Mr. Panicker's reply, when she finished her account, had been a characteristic one.
"I am sorry to learn that our good English bees are insufficient to his purposes," he had said.
Now she was sitting beside him, in a back room of the town hall. Through the lone window from the vacant lot beyond there radiated as if drawn by the old man himself the murmur of bees, insistent as the stifling afternoon itself. The old man had been stoking and sipping at his pipe for the last fifteen minutes as they awaited the prisoner. The smoke of his tobacco was the foulest that she, a girl raised in a house with seven brothers and a widowed father, had ever been obliged to inhale. It hung in the room as thick as sheepshearing and made arabesques in the harsh slanting light from the window.

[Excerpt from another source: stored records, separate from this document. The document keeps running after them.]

PR #897, opened 2016-03-12
Gcc 4.9 floating point conversion issue (#871).

offa:
See #871

### DIFF
--- a/src/Platforms/Gcc/UtestPlatform.cpp
+++ b/src/Platforms/Gcc/UtestPlatform.cpp
@@ -235,7 +235,7 @@ void* (*PlatformSpecificMemset)(void*, int, size_t) = memset;
 /* MinGw GCC 5.3.0 isnan / isinf macros are not working properly, causing a conversion
  * warning / error
  */
-#if defined(__GNUC__) && __GNUC__ >= 5
+#if __GNUC_PREREQ(4, 9)
 #pragma GCC diagnostic ignored "-Wfloat-conversion"
 #endif
 
--- a/src/Platforms/Gcc/UtestPlatform.cpp
+++ b/src/Platforms/Gcc/UtestPlatform.cpp
@@ -232,12 +232,18 @@ void (*PlatformSpecificFree)(void* memory) = free;
 void* (*PlatformSpecificMemCpy)(void*, const void*, size_t) = memcpy;
 void* (*PlatformSpecificMemset)(void*, int, size_t) = memset;
 
-/* MinGw GCC 5.3.0 isnan / isinf macros are not working properly, causing a conversion
+/* GCC 4.9+ isnan / isinf macros are not working properly, causing a conversion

As she watched the vines of smoke twisting in the sunlight, she tried to picture her son as he went about the business of murdering that fine, vital man. Nothing that she saw in her imaginings wholly persuaded her. Mrs. Panicker, nee Ginny Stallard, had seen two men killed, on different occasions, during her girlhood. The first was Huey Blake, drowned by her brothers in Piltdown Pond during a semi-friendly bout of wrestling. The other was her father, the Reverend Oliver Stallard, shot at Sunday dinner by old Mr. Catley after he went off his head. Though all the world blamed her black husband for the unstable character of her one and only son, Mrs. Panicker suspected that the fault lay squarely with her. The Stallard men had always been blackguards or misfortunates. She was almost inclined to view the fact that it was taking Reggie so long to be brought up from the cells as yet one more example, though heaven knew none was needed, of her son's poor character. She could not imagine what was keeping him.
The sudden touch of the old man's dry fingers on the back of her right hand made her heart leap in her chest.

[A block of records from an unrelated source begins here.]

PR #901, opened 2016-03-14
GCC Float conversion fix (#871); separate version checks for Gcc

arstrube:
@bukulin, @offa - this seems to work for all situations.....


offa:
Perfect, thanks. :+1:

PR #902, opened 2016-03-15
Avoid segfaults when checkExpectations is done after teardown for stack allocated parameters

megaloni:
When using stack-allocated parameters when setting up expectedCalls, calling checkExpectations in teardown has the potential to access invalid memory when calling toString() on the MockNamedValue that was stack-allocated (for example, when the expected call did not occur).

To get around this, cache the toString() result when the parameter value is set to avoid having to access it after it has gone out of scope.


arstrube:
A test case would be nice, to demonstrate the problem & validate the fix.

src/CppUTestExt/MockNamedValue.cpp
```diff
@@ -115,6 +115,8 @@ void MockNamedValue::setObjectPointer(const SimpleString& type, const void* obje
     {
         comparator_ = defaultRepository_->getComparatorForType(type);
         copier_ = defaultRepository_->getCopierForType(type);
+        if(comparator_ && copier_)
```
arstrube: What is the significance of the copier here? Does it cause the same problem? What if I have a comparator, but no copier? Or a copier, and no comparator?

arstrube:
Any progress on a test case?

megaloni:
I got pulled off on another task, but I will get one written up and will also circle back on why I added the check for _copier.

arstrube:
'cause I tried to come up with a test case, and it crashed, but for the wrong reasons. I couldn't make it crash with stack-allocated data gone out of scope, or with dynamically allocated data that was freed.

The reason for the crashes was, essentially, absence of a comparator (another issue, actually, because it would be nicer if that didn't crash), which happens regardless of caching. When I fixed that, I couldn't make it crash anymore.

So I am curious about your use case.

basvodde:
I'm a bit confused by the code and definitively not like the cached string in the mock value. Would love to hear more, so I can understand it :)

megaloni:
I need to do more investigation on this - we may be running into this issue only when dealing with smart pointers.

PR #904, opened 2016-03-17
Fix SimpleString Tests for 16bit per byte systems (cl2000)

arstrube:
Forgot to fix these tests -- some of them were still failing on the cl2000.

### DIFF
--- a/tests/SimpleStringTest.cpp
+++ b/tests/SimpleStringTest.cpp
@@ -917,8 +917,18 @@ TEST(SimpleString, MemCmpFirstLastNotMatching)
     CHECK(0 != SimpleString::MemCmp(base, lastNotMatching, sizeof(base)));
 }
 
-
-TEST(SimpleString, MaskedBits1byte)
+#if (CPPUTEST_CHAR_BIT == 16)
+TEST(SimpleString, MaskedBitsChar)
+{
+    STRCMP_EQUAL("xxxxxxxx xxxxxxxx", StringFromMaskedBits(0x00, 0x00, 1).asCharString());
+    STRCMP_EQUAL("xxxxxxxx 00000000", StringFromMaskedBits(0x00, 0xFF, 1).asCharString());
+    STRCMP_EQUAL("xxxxxxxx 11111111", StringFromMaskedBits(0xFF, 0xFF, 1).asCharString());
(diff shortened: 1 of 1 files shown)


basvodde:
Coverage decreased by adding a test!

arstrube:
Yeah, but it decreased by 0,0% :-P

basvodde:
So what should I do?

arstrube:
You could merge it. Or I could "fix" it :-). There are 92 hits less, in some 11.000, decreasing coverage from 100% to 100%.

arstrube:
Actually, I have no idea how to fix it. The #if - #else'd test (the part that's compiled) is the same as before. The other tests are just doing a calculation differently, which ends up with the same value as before on this platform.

arstrube:
I take this to mean that I can point the coverage badge at cpputest.github.io to cpplutest/cpputest now ;-).

arstrube:
A person not providing tests will get a red flag from now on, it seems.....

arstrube:
@basvodde 

1. How did you include the Coveralls check in the build? I see no commit. But I also don't see how to configure this from Github or Coveralls. The check is not active on my fork.

2. Is there a way to configure the Coveralls check? I think even the smallest change in percentages is significant. However, I don't think decreased line counts need to be taken into account. In the extreme, decreased line count could mean more efficient code... What makes it worse is that Coveralls doesn't give any indication in the code (at least I couldn't find any) that tells us exactly which lines were executed fewer times, and it would be potentially bothersome to fix this by means of guesswork.

basvodde:
1) No idea, I just did what you told me last time :)

2) No idea either :)

Previously the @coveralls github account answered you, perhaps it can do that again :P

arstrube:
There seems to be an open issue against Coveralls regarding 2). So I think it will be addressed in due time :-)

As for 1), it turned out to be surprisingly simple. It's a new feature, and you got it, because you linked to Coveralls fairly recently. After I removed Coveralls from my fork and added it again, I am now getting the same feedback. Only on pull requests though, so in order to see it, I must create a PR against my own fork.

basvodde:
So, nothing I should do?

arstrube:
I guess not. Except accepting the occasional PR that 'decreases' coverage by 0.00000% ;-)

PR #906, opened 2016-03-18
Interface for checking an IEEE754 exception flag in the debugger

arstrube:
When a test fails due to an an IEEE754 exception flag being set,
it can be hard to find exactly where the error occurred.
By entering the new static method in the debugger as a watch,
e.g. IEEE754ExceptionsPlugin::checkIeee754ExeptionFlag(4), its
value will change to true at the exact point where the problem
occurred.

In most cases, it won't then be necessary to enable floating point
trapping in order to find the offending line (the other PR that
mysteriously fails under Cygwin on Appveyor).

### DIFF
--- a/include/CppUTestExt/IEEE754ExceptionsPlugin.h
+++ b/include/CppUTestExt/IEEE754ExceptionsPlugin.h
@@ -40,6 +40,7 @@ public:
 
     static void disableInexact(void);
     static void enableInexact(void);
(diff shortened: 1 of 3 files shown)


arstrube:
@basvodde - no coverage check??

arstrube:
ahh, there it is. An increase. Nice :-)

"Please," he said, with a glance at her fingers, and she saw that she had taken off her wedding ring and held it pinched tightly between the thumb and first. Clearly she had been tap-tapping the ring against the arm of her chair for quite some time, perhaps from the moment she sat down in the waiting room. The sound of it echoed dimly in her memory.
"I'm sorry," she said. She looked down at the spotted hand on hers. He removed it.

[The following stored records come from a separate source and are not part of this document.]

PR #1259, opened 2019-11-26
Extension attribute replaced

offa:
Replaces the GNU `__attribute__((unused))` with a simple cast to void which should be portable on all systems.


offa:
Wooops, I'll replace the C++ cast ...

PR #1260, opened 2019-11-27
Unsigned comparison

### LINKED ISSUE #1231: comparison with size_t
/src/CppUTest/MemoryLeakDetector.cpp: line 53 
positions_left can not be below zero
probably better
if (positions_left == 0) return;

offa:
Unsigned comparison corrected (fixes #1231).


offa:
The DOS Build has become stuck because of an Alsa issue again ...

basvodde:
Yeah, that DOS build is annoying.... need to think about that.

Anyways, thanks for this change.

PR #1261, opened 2019-11-28
nullptr is defined in Std namespace

bneumann:
Not 100% sure if this is really necessary, but I had some problems compiling without the std so I thought it might do no harm


basvodde:
Yeah, we added it, removed it, added it and removed it.

But now with the new #ifdef around it, let's try to add it again. Thanks!

PR #1266, opened 2019-12-06
Add package to JUnit report file name

### LINKED ISSUE #1256: Allow to alter JUnit output file name
We've come up with innovative way to screw things up: the test binaries have the same test group, but test different things (probably not uncommon). If they run in the same "make check" or similar, we get only 1 file instead of as many as binaries.
It seems that cpputest either needs to append "package" to file name (as we can easily say that these tests are for different packages), or provide some other way to alter file names to make them unique (extra "prefix" argument?).

Am I right that currently there is no way to alter the junit output behavior? IMO, we need to add it.
Seems to be lacking part of #263...

vpod:
If JUnit package is set, add it to the report file name.
Slightly expand list of special characters not allowed in file names
as package is provided via command line.

Closes #1256

### DIFF
--- a/src/CppUTest/JUnitTestOutput.cpp
+++ b/src/CppUTest/JUnitTestOutput.cpp
@@ -151,8 +151,24 @@ void JUnitTestOutput::printCurrentTestStarted(const UtestShell& test)
 SimpleString JUnitTestOutput::createFileName(const SimpleString& group)
 {
     SimpleString fileName = "cpputest_";
+    if (!impl_->package_.isEmpty()) {
+        fileName += impl_->package_;
+        fileName += "_";
+    }
     fileName += group;
+
+    // special character list based on: https://en.wikipedia.org/wiki/Filename
     fileName.replace('/', '_');
+    fileName.replace('\\', '_');
+    fileName.replace('?', '_');
+    fileName.replace('%', '_');
+    fileName.replace('*', '_');
+    fileName.replace(':', '_');
+    fileName.replace('|', '_');
+    fileName.replace('"', '_');
+    fileName.replace('<', '_');
+    fileName.replace('>', '_');
+
     fileName += ".xml";
     return fileName;
 }
@@ -208,7 +224,7 @@ void JUnitTestOutput::writeTestCases()
         SimpleString buf = StringFromFormat(
                 "<testcase classname=\"%s%s%s\" name=\"%s\" assertions=\"%d\" time=\"%d.%03d\" file=\"%s\" line=\"%d\">\n",
                 impl_->package_.asCharString(),
-                impl_->package_.isEmpty() == true ? "" : ".",
+                impl_->package_.isEmpty() ? "" : ".",
                 impl_->results_.group_.asCharString(),
                 cur->name_.asCharString(),
                 cur->checkCount_ - impl_->results_.totalCheckCount_,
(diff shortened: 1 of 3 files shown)


vpod:
How to retry Travis CI as it says it was timeout.
Or was it may change that caused timeout?

src/CppUTest/JUnitTestOutput.cpp
```diff
@@ -151,8 +151,24 @@ void JUnitTestOutput::printCurrentTestStarted(const UtestShell& test)
 SimpleString JUnitTestOutput::createFileName(const SimpleString& group)
 {
     SimpleString fileName = "cpputest_";
+    if (!impl_->package_.isEmpty()) {
+        fileName += impl_->package_;
+        fileName += "_";
+    }
     fileName += group;
+
+    // special character list based on: https://en.wikipedia.org/wiki/Filename
```
basvodde: Could you extract the replacement in a function. Also please make it a look over a static array :)

tests/CppUTest/JUnitOutputTest.cpp
```diff
@@ -162,7 +162,7 @@ class JUnitTestOutputTestRunner
 
 public:
 
-    JUnitTestOutputTestRunner(TestResult result) :
+    explicit JUnitTestOutputTestRunner(const TestResult& result) :
```
basvodde: Please remove the "explicit"

vpod: why? is implicit conversion expected? no tests failed (my static analyzer complaints about this pattern)

vpod: By the way, what about TestResult: I see it to be a pattern to pass it by value. Is it OK that I changed it to cost reference?
(As I'm now touching most of test outputs to handle returning error for 0 run tests, I'm just fixing those where I touch the file. But I can stop.)

offa:
> How to retry Travis CI as it says it was timeout.
Or was it may change that caused timeout?

This is an issue with the DOS build, not related to your PR.

tests/CppUTest/JUnitOutputTest.cpp
basvodde: re: explicit. Actually, you can keep it. I thought the explicit keyword wasn't used anywhere, but I am wrong.

basvodde: re: TestResult. Since a TestResult is just a simple value object, there is no real benefit for passing it as reference. It is not needed... but also not really needed to be removed as... it isn't very important.

vpod: Test result: I would call this "simple value object":
```cxx
private:
    TestOutput& output_;
    int testCount_;
    int runCount_;
    int checkCount_;
    int failureCount_;
    int filteredOutCount_;
    int ignoredCount_;
    long totalExecutionTime_;
    long timeStarted_;
    long currentTestTimeStarted_;
    long currentTestTotalExecutionTime_;
    long currentGroupTimeStarted_;
    long currentGroupTotalExecutionTime_;
```
I.e. copying so many bytes is questionable. But I agree that probably the compiler is clever enough to remove the copy.


Bottom line: I'll keep this line as as and only fix the other one regarding function extraction

src/CppUTest/JUnitTestOutput.cpp
vpod: done

PR #1268, opened 2019-12-10
Print error result and return 1 for zero run tests

### LINKED ISSUE #1210: With -p option, count of tests run is always 0
If a test suite is run with the -p option, the number of tests run is always zero:

`OK (4 tests, 0 ran, 0 checks, 0 ignored, 0 filtered out, 71 ms)`

That's because the run count is incremented in `UtestShell::runOneTestInCurrentProcess()`, which is run in the child's memory space and discarded on exit.

I moved the call to `result.countRun()` into `UtestShell::runOneTest()`, before the check is made for whether `-p` is set.

Happy to submit a pull request if you'd like.

### LINKED ISSUE #1211: With -p set, test cases that take unusual exit (sanitizers) are counted as success
Function `GccPlatformSpecificRunTestInASeperateProcess()` relies on tunnelling `result->getFailureCount()` into the child process and back out through the exit status code. However, a test case failure that takes its own `_exit()` (e.g., a Sanitizer error or other non-signal runtime error) will confuse the logic for counting the number of failures.

My fix is to change the parent/child logic to a simple zero/non-zero check: if the child process returns non-zero, then the test failed; if it returns 0, the test passed. (This means preserving the value of `result->getFailureCount()` across the call to `runOneTestInCurrentProcess()`.)

Happy to submit a pull request if you like.

### LINKED ISSUE #1262: Return error for zero run tests
As discussed in https://github.com/cpputest/cpputest/pull/1254 before, if there are no tests run, cpputest returns 0.
It seems that a lot of persons agree that "0 run" is usually not an expected result.
However, I can come up with situations when CI scripts run a pack of test binaries with some default filters and it is OK if some binary has no tests to run. Example out of my mind: we package all UTs to single executable and then run the executable on many test systems that may or may not have some library or some hardware instruction or co-processor (e.g. AVXnnn algorithm testing and we want to verify the algorithm, but skip in on non-enabled systems in a reliable way). Maybe not the best example, but I hope the point is clear.
We can also have a debate if 0 tests passed out of 0 run is 100% passed or 0% passed. :-)
As I've already faced few times the issue that CI is "green", but runs nothing due to bug in build scripts, I think, this should be addressed.
My proposal is to choose one of these options (I can implement it, but would like to know what to implement):
1. just assume that zero test run is an issue and return error, let caller fix itself to expect that (seems to be the most likely to cause issues);
2. add new parameter, return failure if zero tests run and the parameter _is not_ provided (may need fixing callers during cpputest update);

"I know how difficult this must be," he said, and smiled in a reassuring way that was, surprisingly, reassuring. "Mustn't despair."
"He didn't do it," she said.
"That remains to be seen," the old man said. "But so far, I confess, I am inclined to agree with you."
"I have no illusions about my son, sir."
"The hallmark of a sensible parent, no doubt."
"He took a disliking to Mr. Shane. It is true." She was a truthful woman. "But Reggie takes a disliking to everyone. He can't seem to help it."
Then the door opened, and they brought poor Reggie in. There was a plaster on his cheek, and an oblong welt across his left temple, and his nose looked too big, somehow, and all purple across the bridge. She experienced the false realization that these injuries had befallen him during his fatal struggle with Mr. Shane, and the fleeting hope of a claim of self-defense darted through her thoughts before she remembered having overheard Detective Constable Quint tell her husband that Shane was killed from behind, by a single blow to the head; there had been no struggle. A look at the faces of the policemen, eyes steady on the corners of the room as they handled Reggie to the empty chair, and the true realization set in.